Publiquei no
grupo de Especialista da Força Aérea um episódio passado há muitos anos e que
penso que pode ser interessante para os meus amigos do FAP.
Por isso aqui vai.
Por isso aqui vai.
Decorria o
ano de 1973, quando, em São Tomé ocorreu um acontecimento que me ficou na
memória para o resto da vida e que tenho todo o prazer em recordar.
Um Nordatlas da Esquadra 92 "dos elefantes", com base na BA9 em Luanda, fazia a sua missão
mensal de transporte de pessoal e abastecimento ao Aeródromo de Trânsito nº 2 (AT2)
e também para o exército baseados na ilha. Estes aparelhos chegavam carregados
de carne e outros víveres, que eram raros por ali. O pessoal tinha uma máxima
para a Esquadra que operava estes aparelhos. “E se mais houvera, mais
levara!”. O aparelho na gíria menos técnica era o “barriga de ginguba”.
Quando o avião se aproximava, desabou uma chuvada tropical muito intensa, de
tal ordem que as referências visuais foram perdidas e a única orientação em
relação à ilha era o rádio-farol. Lembremo-nos que naquele tempo não existiam
os actuais meios de navegação nem algo de parecido.
A alternativa era o aeródromo na ilha do Príncipe e foi para lá que a
tripulação levou o aparelho. Na ilha do Príncipe, a situação era igual e
voltaram para trás na esperança que o tempo melhorasse.
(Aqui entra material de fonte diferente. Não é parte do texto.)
Issue #11569, opened 2022-02-22
[Feature Request] Move the resolution setting into the Advanced tab


KimiSha19:
The resolution setting is currently in the GPU tab and I believe it should be moved to the Advanced tab for the following reasons;

The setting is only useful in a select handful of games and causes most other games to crash or have broken graphics when used. A lot of new users see that setting and use it instead of Resolution Scaling not knowing that their game doesn't support it. 90-95% of games only work at the base resolution (1280x720) and need require Resolution Scaling to be used. A lot of issues reported on the Discord server are mainly because of people setting Resolution to 1920x1080 instead of using the scalar. 

I see no benefit of having this setting in the GPU tab and moving it would make upping the resolution for games a lot less confusing for newer users who aren't experienced enough.

Augusto7743:
Your issue is about avoid users posting problems.
You are correct, but perhaps displaying a message to not change the resolution or an option to hidden menu options for each configuration tab is an better option.

Megamouse:
This shouldn't be an issue anymore.
The setting is now much more foolproof

PR #12110, opened 2022-05-27
Misc fixes

Darkhost1999:
*Adding FreeBSD and MacOS to about and welcome dialogues.
*Fix multiple instances message dialogue.
Before
FixMe
After
Fixed

<details>
<summary>Original PR</summary>

### Inspired by
Inspiration

#### Changes in this PR

* Remove Default Resolution
Should still be configurable in the config file if you absolutely need this.
* Limit Resolution Scale minimum to 100%
Some themes are effected by this I tried editing my custom theme and it looks like a number is missing  `¯\_(ツ)_/¯`
image
But most themes look like
image

</details>


RainbowCookie32:
Not sure if removing Resolution altogether from UI is the way to go, some games *can* actually use the mode properly. Maybe moving it to Advanced would be better?

Also, for Resolution Scaling I think it'd be better to limit the slider's minimum value to 100% if you want to avoid users lowering it pointlessly instead of limiting the setting's value everywhere.

Darkhost1999:
> Not sure if removing Resolution altogether from UI is the way to go, some games *can* actually use the mode properly. Maybe moving it to Advanced would be better?

I've seen this argued both ways. Those smart enough to know what games support it are smart enough to edit the config.yml
Smoothies would look for it if moved to advanced tab.

> Also, for Resolution Scaling I think it'd be better to limit the slider's minimum value to 100% if you want to avoid users lowering it pointlessly instead of limiting the setting's value everywhere.

Good point I searched for where to limit that I wasn't seeing one so I did what I know how to.

Yahfz:
Why are removing the option of going under 100% when there's actual value to it? You realize there are iGP with good support in RPCS3 but that just aren't fast enough right? i.e steam deck where it can get bottlenecked by its iGP.

Darkhost1999:
> Why are you removing the option of going under 100% when there's actual value to it? You realize there are iGP with good support in RPCS3 but that just aren't fast enough right? i.e steam deck where it can get bottlenecked by its iGP. 

I wasn't aware of any value for it. I can revert that commit or this entire PR could just be closed if nobody even wants any of it.
The misc fixes can tag team anybodys PR

Yahfz:
The resolution scale behavior shouldn't be changed as there's value for it. As for the removal of the default resolution, I don't agree with it either. I think there's better ways of handling it, such as renaming some of the features. We'd have to come up with a name for resolution scale and default resolution so they understand that they shouldn't change the default resolution if they want to upscale since they sure as hell don't read tooltips.

rpcs3/rpcs3qt/about_dialog.ui
```diff
@@ -124,7 +124,7 @@
...
+           <string>&lt;html&gt;&lt;head/&gt;&lt;body&gt;&lt;p&gt;RPCS3 is an open-source Sony PlayStation 3 emulator and debugger.&lt;br/&gt;It is written in C++ for Windows, Linux, FreeBSD and Mac funded with &lt;a href=&quot;https://www.patreon.com/Nekotekina&quot;&gt;&lt;span style=&quot; text-decoration: underline; color:#0000ff;&quot;&gt;Patreon&lt;/span&gt;&lt;/a&gt;.&lt;br/&gt;Our developers and contributors are always working hard to ensure this project is the best that it can be.&lt;br/&gt;There are still plenty of implementations to make and optimizations to do.&lt;/p&gt;&lt;/body&gt;&lt;/html&gt;</string>
```
sampletext32, line 127: Here you mention OS's, so it should be MacOS, not Mac

Darkhost1999: Thanks

Darkhost1999:
> I think there's better ways of handling it, such as renaming some of the features. We'd have to come up with a name for resolution scale and default resolution so they understand that they shouldn't change the default resolution if they want to upscale since they sure as hell don't read tooltips.

How about simply editing the UI strings like Default Resolution (Do-Not-Edit)
Meanwhile resolution scale I don't have an answer for.
Or
How about moving default resolution to the debug tab instead of advanced? It'll be hidden from normies.
And then we edit the Resolution Scale to just say Resolution. Including in tooltips something like this is resolution scaling not default resolution.

RainbowCookie32:
Sounds too roundabout for something where you can just tell the user to set resolution back to 720p and use scaling instead if the game has issues with other resolutions. 

Nuking the option altogether or moving it to Debug tab just gets on the way of users that actually may want the option.

Darkhost1999:
Can we utilize this in the games list to make an automatic selector
image

Then Default Resolution could turn into a checkbox 1080p mode (or best value)
else 720p

I understand games don't support their "or best values" but how can we fix these issues if we don't accept issue reports using resolutions other than default 720p.
Therefore if we're not going to do anything to fix default resolution then it should take a mini vacation until the feature is both supported and usable for all users.
Or the workaround of moving it to the hidden tab sounds most logical to me just until we actually support the feature for everyone. I want to hear a couple more thoughts I agree full removal is irrational.

RainbowCookie32:
The list of resolutions you see on the game list is what the games report on the param.sfo file iirc, and I don't think it's particularly reliable anyways. Pretty sure I've seen games technically supporting 1080p breaking with it anyways.

lextra2:
Moving the default resolution setting to the config.yml would be a very good change for reasons already named. And having the resolution scale limited to 100% in the UI sounds also like a good idea.

Lets be honest here, the 5 games or whatever that saw any benefit from changing the default resolution can be changed via config. The same is true for resolution scale below 100%. If you run into a gpu bottleneck you can still edit things in the config.

rpcs3/rpcs3qt/tooltips.h
```diff
@@ -152,13 +152,12 @@ class Tooltips : public QObject
...
 		const QString anti_aliasing              = tr("Emulate PS3 multisampling layout.\nCan fix some otherwise difficult to solve graphics glitches.\nLow to moderate performance hit depending on your GPU hardware.");
 		const QString anisotropic_filter         = tr("Higher values increase sharpness of textures on sloped surfaces at the cost of GPU resources.\nModern GPUs can handle this setting just fine, even at 16x.\nKeep this on Automatic if you want to use the original setting used by a real PS3.");
-		const QString resolution_scale           = tr("Scales the game's resolution by the given percentage.\nThe base resolution is always 1280x720.\nSet this value to 100% if you want to use the normal Resolution options.");
+		const QString resolution_scale           = tr("Scales the game's resolution by the given percentage.\nThe base resolution is always 1280x720.\nSet this value to 100% if you want to use the normal Resolution options.\nValues less than 100% will not improve performance");
```
Megamouse, line 160:
```suggestion
		const QString resolution_scale           = tr("Scales the game's resolution by the given percentage.\nThe base resolution is always 1280x720.\nSet this value to 100% if you want to use the normal Resolution options.\nValues less than 100% will not improve performance.");
```

lainiwaku:
only  early  ps3 game doesn't  support 1080p, i think there are also many game, that have 1080p cinematics on the blueray
i never understood why rpcs3 won't let  people  upscale from 1080p
i personally  don't think removing the vhoice of resolution is good idea, we should instead  allow upscale from 1080p  for game  that allow it no ?

lextra2:
> only early ps3 game doesn't support 1080p, i think there are also many game, that have 1080p cinematics on the blueray i never understood why rpcs3 won't let people upscale from 1080p i personally don't think removing the vhoice of resolution is good idea, we should instead allow upscale from 1080p for game that allow it no ?

Like 99% of all PS3 games render at 720p. Having a real PS3 be set to output 1080p means the 720p image is upscaled with bilinear filtering. Videos are 720p

Everything you said is wrong and exactly the reason why this pull request exists.

rpcs3/main.cpp
```diff
@@ -435,7 +435,7 @@ int main(int argc, char** argv)
 		{
 			if (fs::exists(lock_name))
 			{
-				report_fatal_error("Another instance of RPCS3 is running. Close it or kill its process, if necessary.");
+				report_fatal_error("Another instance of RPCS3 is running. \nClose it or kill its process, if necessary.");
```
Megamouse, line 438:
```suggestion
				report_fatal_error("Another instance of RPCS3 is running.\nClose it or kill its process, if necessary.");
```

Asinin3:
I don't like this change. The option shouldn't be removed, it is useful for a number of titles. We have discussed changing this option in staff channels for years and there's a reason we never removed it. PR's with subjective changes like this would be much better if you actually discussed it in our chat platforms beforehand as you'll just end up with a PR that no one wants to merge until changes are made otherwise, and it gets messy.

About the only way to make it more noob-proof without making RPCS3 annoying to use and having to dig through config files is to give users a warning when they change it that can be set to never show again. Or find a better name for the setting or something else. Right now most users know not to touch it but it is a small issue. Putting it in the config file is only going to really annoy everyone else me included.

Darkhost1999:
> PR's with subjective changes like this would be much better if you actually discussed it in our chat platforms beforehand.

I did

Honestly this has been discussed numerous times by others when I didn't chime in and often with me chiming in. It wasn't until the PR was made did I find value in keeping the settings as is. Kind of sucks not having access to "staff channels" because then everybody else is left in the dark. Not even read only channels.

I see my pr just sweeps under the rug someone's devious and fiendish prank until it can be worked on to work like a ps3 does (default resolution) in which I made plans to restore default resolution to the debug tab hidden from normal users so as it can still be used by testers, developers, and regulars of RPCS3. Don't need to now because I also disagree with the PR.

The resolution scaling thing about lower than 100% values I've asked about a lot. I've never gotten a good answer. The good answer is actually from the RPCS3 bot explain saying below 100% will not improve performance. Aka it won't do anything for anyone so why have a value lower than 100?
Yahfz gave a better answer I would've never ever gotten on discord there are igpus and steam decks with low VRAM or other stuff that can benefit from lower b resolution scale.

The other changes I made for miscellaneous fixes can tag team anyone's PR. They don't have to piggy back mine.

The real problem is we need to fix default resolution to work like a PS3 does. This doesn't do that so this PR isn't even fixing anything at all.
Resolution scaling isn't even a problem at all with nothing to fix. Although adding to the tooltip values lower than 100% won't improve performance doesn't hurt anything.

Darkhost1999:
This discussion here has done more in less than 24 hours than any conversation on discord ever has. Tbf

jeremybris:
I like both changes: simplify the user interface for the user... Moving the options to the debug tab would be a good compromise. 

For the people that want to keep it, can you provide specific photo or video evidence that both are needed, not just hypotheticals... The Steam Deck is able to run most games at 720p: https://www.youtube.com/watch?v=fMxVO_eUgEY

There are a lot of old settings I think should also be moved to the debug tab, like very few people use the interpreters practically, in the CPU tab.

BTW, fixes #11569

kd-11:
> I like both changes: simplify the user interface for the user... Moving the options to the debug tab would be a good compromise.
> 
> For the people that want to keep it, can you provide specific photo or video evidence that both/either are needed, not just hypotheticals... The Steam Deck runs most games at 720p: https://www.youtube.com/watch?v=fMxVO_eUgEY
> 
> There are a lot of old settings I think should also be moved to the debug tab, like very few people use the interpreters practically, in the CPU tab.
> 
> BTW, fixes #11569

Compared to most IGPs on the market the steam deck is like a 3090ti. Also the steam deck has 100% gpu load from test results provided to us. Letting resolution scale less than 100 is therefore not going anywhere. Its also not confusing, like every game has this setting.

kd-11:
As for native 1080p support - back in the PS3 gen, higher resolution meant cutting features. So 1080p mode in the handful of titles that truly support it internally, often has inferior visuals (removed shadows, simplified world detail, removed postprocessing) because the console could not handle the extra load. The results are far better at 720p and a minor upscale of 50% gets you 1080p with all the bells and whistles intact.

rpcs3/rpcs3qt/tooltips.h
```diff
@@ -158,7 +158,7 @@ class Tooltips : public QObject
...
 		const QString anti_aliasing              = tr("Emulate PS3 multisampling layout.\nCan fix some otherwise difficult to solve graphics glitches.\nLow to moderate performance hit depending on your GPU hardware.");
 		const QString anisotropic_filter         = tr("Higher values increase sharpness of textures on sloped surfaces at the cost of GPU resources.\nModern GPUs can handle this setting just fine, even at 16x.\nKeep this on Automatic if you want to use the original setting used by a real PS3.");
-		const QString resolution_scale           = tr("Scales the game's resolution by the given percentage.\nThe base resolution is always 1280x720.\nSet this value to 100% if you want to use the normal Resolution options.");
+		const QString resolution_scale           = tr("Scales the game's resolution by the given percentage.\nThe base resolution is always 1280x720.\nSet this value to 100% if you want to use the normal Resolution options.\nValues less than 100% will not improve performance.");
```
Megamouse, line 161: Maybe like this:
```suggestion
		const QString resolution_scale           = tr("Scales the game's resolution by the given percentage.\nThe base resolution is always 1280x720.\nSet this value to 100% if you want to use the normal Resolution options.\nValues below 100% will usually not improve performance.");
```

Ouvia-se em terra o ruido dos 2 potentes Bristol Hercules com cerca de 2000
cavalos de potência, enquanto o Nord fazia círculos esperando que a chuva
parasse.
Não parou.
Na altura estava a ser reparado o sistema GCA (Ground-controlled approach) que
tínhamos no aeródromo. Um sargento especialista do qual não me lembro o nome e
que tinha sido destacado para lá precisamente para reparar o equipamento, foi
abordado pelo Capitão Silveira.
“Chefe, preciso do GCA agora. Tenho que por em terra um aparelho e uma
tripulação!”
“Sr. Comandante, mas só aterrámos dois aviões civis e com boa visibilidade!”
“Temos alternativa?”
O equipamento foi ligado e, frente ao tubo de raios catódicos (agora seria um
qualquer monitor de computador) tomou assento o Sargento Lemos, Controlador de
Tráfego Aéreo no aeródromo. Por trás dele o Capitão Silveira ansioso como todo
o grupo que estava na Sala de Transmissões, observavam o que acontecia.
A imagem apresentada no visor ao controlador, era dividida em duas partes, superior
e inferior.
Uma linha horizontal luminosa representava a direcção ideal que o aparelho
deveria seguir para alinhar com a pista. Um ponto luminoso, a posição relativa
do avião detectado.
Uma linha inclinada luminosa representava a trajectória ideal de descida que o
aparelho deveria seguir para tocar com as rodas no início da pista. Outro ponto
luminoso a posição relativa a essa trajectória do avião.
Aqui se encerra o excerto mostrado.